-- EXERCISE DATA follows --
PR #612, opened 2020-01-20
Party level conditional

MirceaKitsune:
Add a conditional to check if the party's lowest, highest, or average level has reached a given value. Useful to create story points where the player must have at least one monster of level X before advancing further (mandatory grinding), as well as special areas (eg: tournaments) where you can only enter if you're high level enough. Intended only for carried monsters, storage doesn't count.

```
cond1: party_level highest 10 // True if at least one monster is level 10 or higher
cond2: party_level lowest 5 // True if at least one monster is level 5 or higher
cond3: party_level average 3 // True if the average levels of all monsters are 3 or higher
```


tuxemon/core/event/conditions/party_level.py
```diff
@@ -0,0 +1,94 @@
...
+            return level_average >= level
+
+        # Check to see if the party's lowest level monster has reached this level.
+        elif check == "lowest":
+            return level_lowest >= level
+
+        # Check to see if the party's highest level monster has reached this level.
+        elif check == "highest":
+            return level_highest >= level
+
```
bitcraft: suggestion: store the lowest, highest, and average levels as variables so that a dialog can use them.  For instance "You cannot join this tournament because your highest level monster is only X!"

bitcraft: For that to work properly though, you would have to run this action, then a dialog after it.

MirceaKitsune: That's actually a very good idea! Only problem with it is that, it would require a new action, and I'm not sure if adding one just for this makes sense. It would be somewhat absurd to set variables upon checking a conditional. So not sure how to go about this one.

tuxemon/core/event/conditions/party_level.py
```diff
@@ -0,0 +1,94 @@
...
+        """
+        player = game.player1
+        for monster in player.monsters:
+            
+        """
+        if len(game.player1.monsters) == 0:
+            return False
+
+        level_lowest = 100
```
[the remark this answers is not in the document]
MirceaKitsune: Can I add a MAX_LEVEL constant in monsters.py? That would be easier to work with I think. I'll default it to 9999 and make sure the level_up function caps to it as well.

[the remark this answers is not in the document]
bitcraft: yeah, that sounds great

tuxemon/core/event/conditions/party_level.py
-- EXERCISE DATA concluded --
*EXERCISE INSTRUCTIONS*
Make an exact copy of every record listed above.

*SOLUTION FOR THIS TASK*
PR #612, opened 2020-01-20
Party level conditional

MirceaKitsune:
Add a conditional to check if the party's lowest, highest, or average level has reached a given value. Useful to create story points where the player must have at least one monster of level X before advancing further (mandatory grinding), as well as special areas (eg: tournaments) where you can only enter if you're high level enough. Intended only for carried monsters, storage doesn't count.

```
cond1: party_level highest 10 // True if at least one monster is level 10 or higher
cond2: party_level lowest 5 // True if at least one monster is level 5 or higher
cond3: party_level average 3 // True if the average levels of all monsters are 3 or higher
```


tuxemon/core/event/conditions/party_level.py
```diff
@@ -0,0 +1,94 @@
...
+            return level_average >= level
+
+        # Check to see if the party's lowest level monster has reached this level.
+        elif check == "lowest":
+            return level_lowest >= level
+
+        # Check to see if the party's highest level monster has reached this level.
+        elif check == "highest":
+            return level_highest >= level
+
```
bitcraft: suggestion: store the lowest, highest, and average levels as variables so that a dialog can use them.  For instance "You cannot join this tournament because your highest level monster is only X!"

bitcraft: For that to work properly though, you would have to run this action, then a dialog after it.

MirceaKitsune: That's actually a very good idea! Only problem with it is that, it would require a new action, and I'm not sure if adding one just for this makes sense. It would be somewhat absurd to set variables upon checking a conditional. So not sure how to go about this one.

tuxemon/core/event/conditions/party_level.py
```diff
@@ -0,0 +1,94 @@
...
+        """
+        player = game.player1
+        for monster in player.monsters:
+            
+        """
+        if len(game.player1.monsters) == 0:
+            return False
+
+        level_lowest = 100
```
[the remark this answers is not in the document]
MirceaKitsune: Can I add a MAX_LEVEL constant in monsters.py? That would be easier to work with I think. I'll default it to 9999 and make sure the level_up function caps to it as well.

[the remark this answers is not in the document]
bitcraft: yeah, that sounds great

tuxemon/core/event/conditions/party_level.py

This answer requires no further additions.